The task
The lines from the top of the data down to the line with "v.Type != types.VolumeTypeBind" should be repeated exactly, both ends included.

Extracted data
PR #13889, opened 2026-06-30
Validate bind source for create_host_path false

scarab-systems:
**What I did**

Added Compose-side validation for bind mounts that set `bind.create_host_path: false`.

Compose now returns a missing bind source error before container creation when the resolved bind source path does not exist. This keeps the `create_host_path: false` contract enforced without relying on daemon or Desktop path handling.

I also added unit and end-to-end coverage for `docker compose run --rm` with a missing long-syntax bind source.

**Related issue**

Related to #13602

**Validation**

- `go test ./pkg/compose -run 'TestBuildContainerVolumesReturnsErrorWhenBindSourceMissingAndCreateHostPathFalse|Test_buildContainerVolumes' -count=1`
- `go build -trimpath -tags e2e -o bin/build/docker-compose ./cmd`
- `go test -v -count=1 ./pkg/e2e -run TestRunDoesNotCreateMissingBindSourceWhenCreateHostPathIsFalse`
- `docker buildx bake lint`

### DIFF
--- a/pkg/compose/create.go
+++ b/pkg/compose/create.go
@@ -876,22 +876,13 @@ func (s *composeService) buildContainerVolumes(
 	for _, m := range mountOptions {
 		switch m.Type {
 		case mount.TypeBind:
-			// `Mount` is preferred but does not offer option to created host path if missing
-			// so `Bind` API is used here with raw volume string
-			// see https://github.com/moby/moby/issues/43483
-			v := findVolumeByTarget(service.Volumes, m.Target)
-			if v != nil {
-				if v.Type != types.VolumeTypeBind {
-					v.Source = m.Source
-				}
-				if !bindRequiresMountAPI(v.Bind) {
-					source := m.Source
-					if vol := findVolumeByName(p.Volumes, m.Source); vol != nil {
-						source = m.Source
-					}
-					binds = append(binds, toBindString(source, v))
-					continue
-				}
+			bind, ok, err := buildContainerBindMount(p, service, m)
+			if err != nil {
+				return nil, nil, err
+			}
+			if ok {
+				binds = append(binds, bind)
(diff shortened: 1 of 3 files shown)


scarab-systems:
Gentle follow-up on this PR. The visible checks are not showing failures on my side, and I’m happy to make adjustments if there is anything maintainers would like changed.

If this is not a direction the project wants to take, I’m also happy to close it rather than leave noise in the queue.

pkg/compose/create.go
```diff
@@ -955,6 +971,23 @@ func findVolumeByTarget(volumes []types.ServiceVolumeConfig, target string) *typ
...
 
+func validateBindSource(volume *types.ServiceVolumeConfig, source string) error {
+	if volume.Type != types.VolumeTypeBind || volume.Bind == nil || bool(volume.Bind.CreateHostPath) {
+		return nil
+	}
+	return validateBindSourceExists(source)
+}
+
+func validateBindSourceExists(source string) error {
+	if _, err := os.Stat(source); err != nil {
```
ndeloof, line 982: This assumes source is LOCAL, but docker engine may be remote. There's no way to check bind source exists from compose CLI

ndeloof (changes requested):
This won't work with a remote docker engine, and we can't offer such a feature

pkg/compose/create.go
scarab-systems: Thanks for the review, that makes sense. I was validating from the Compose CLI side, but I agree that this gives the wrong answer when the Docker engine is remote because the bind source is resolved on the engine host rather than necessarily on the CLI host.

I’ll close this PR rather than keep pushing a CLI-side check that can’t be correct for remote contexts. Thanks for taking a look.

The completed task
PR #13889, opened 2026-06-30
Validate bind source for create_host_path false

scarab-systems:
**What I did**

Added Compose-side validation for bind mounts that set `bind.create_host_path: false`.

Compose now returns a missing bind source error before container creation when the resolved bind source path does not exist. This keeps the `create_host_path: false` contract enforced without relying on daemon or Desktop path handling.

I also added unit and end-to-end coverage for `docker compose run --rm` with a missing long-syntax bind source.

**Related issue**

Related to #13602

**Validation**

- `go test ./pkg/compose -run 'TestBuildContainerVolumesReturnsErrorWhenBindSourceMissingAndCreateHostPathFalse|Test_buildContainerVolumes' -count=1`
- `go build -trimpath -tags e2e -o bin/build/docker-compose ./cmd`
- `go test -v -count=1 ./pkg/e2e -run TestRunDoesNotCreateMissingBindSourceWhenCreateHostPathIsFalse`
- `docker buildx bake lint`

### DIFF
--- a/pkg/compose/create.go
+++ b/pkg/compose/create.go
@@ -876,22 +876,13 @@ func (s *composeService) buildContainerVolumes(
 	for _, m := range mountOptions {
 		switch m.Type {
 		case mount.TypeBind:
-			// `Mount` is preferred but does not offer option to created host path if missing
-			// so `Bind` API is used here with raw volume string
-			// see https://github.com/moby/moby/issues/43483
-			v := findVolumeByTarget(service.Volumes, m.Target)
-			if v != nil {
-				if v.Type != types.VolumeTypeBind {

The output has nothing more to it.